Exercise objective = Every line below that holds "added" must be copied.

Extracted material =
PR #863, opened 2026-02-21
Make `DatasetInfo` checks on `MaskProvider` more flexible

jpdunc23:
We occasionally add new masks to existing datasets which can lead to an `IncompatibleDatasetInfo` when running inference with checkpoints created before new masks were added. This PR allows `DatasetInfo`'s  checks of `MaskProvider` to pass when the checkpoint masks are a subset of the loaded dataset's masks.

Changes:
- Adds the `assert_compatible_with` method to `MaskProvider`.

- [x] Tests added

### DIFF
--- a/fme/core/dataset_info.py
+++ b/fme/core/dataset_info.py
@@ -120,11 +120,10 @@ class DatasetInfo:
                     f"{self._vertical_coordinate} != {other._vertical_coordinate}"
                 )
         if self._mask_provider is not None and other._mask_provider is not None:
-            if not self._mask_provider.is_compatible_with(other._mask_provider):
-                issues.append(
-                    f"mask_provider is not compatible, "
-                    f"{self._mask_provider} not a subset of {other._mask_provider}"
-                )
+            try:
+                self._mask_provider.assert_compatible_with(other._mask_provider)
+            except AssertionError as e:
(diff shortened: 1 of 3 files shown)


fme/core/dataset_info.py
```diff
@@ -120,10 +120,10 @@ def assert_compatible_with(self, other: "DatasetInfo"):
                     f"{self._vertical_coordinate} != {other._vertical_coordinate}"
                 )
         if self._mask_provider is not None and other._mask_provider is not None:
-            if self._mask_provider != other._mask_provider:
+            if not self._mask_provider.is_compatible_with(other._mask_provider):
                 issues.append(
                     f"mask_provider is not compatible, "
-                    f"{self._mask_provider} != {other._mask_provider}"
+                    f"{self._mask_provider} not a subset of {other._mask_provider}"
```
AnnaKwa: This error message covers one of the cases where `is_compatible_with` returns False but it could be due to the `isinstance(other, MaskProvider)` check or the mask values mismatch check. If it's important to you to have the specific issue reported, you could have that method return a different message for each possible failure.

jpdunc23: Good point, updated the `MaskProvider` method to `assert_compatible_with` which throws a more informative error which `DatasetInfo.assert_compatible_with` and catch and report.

Result below =
We occasionally add new masks to existing datasets which can lead to an `IncompatibleDatasetInfo` when running inference with checkpoints created before new masks were added. This PR allows `DatasetInfo`'s  checks of `MaskProvider` to pass when the checkpoint masks are a subset of the loaded dataset's masks.
- [x] Tests added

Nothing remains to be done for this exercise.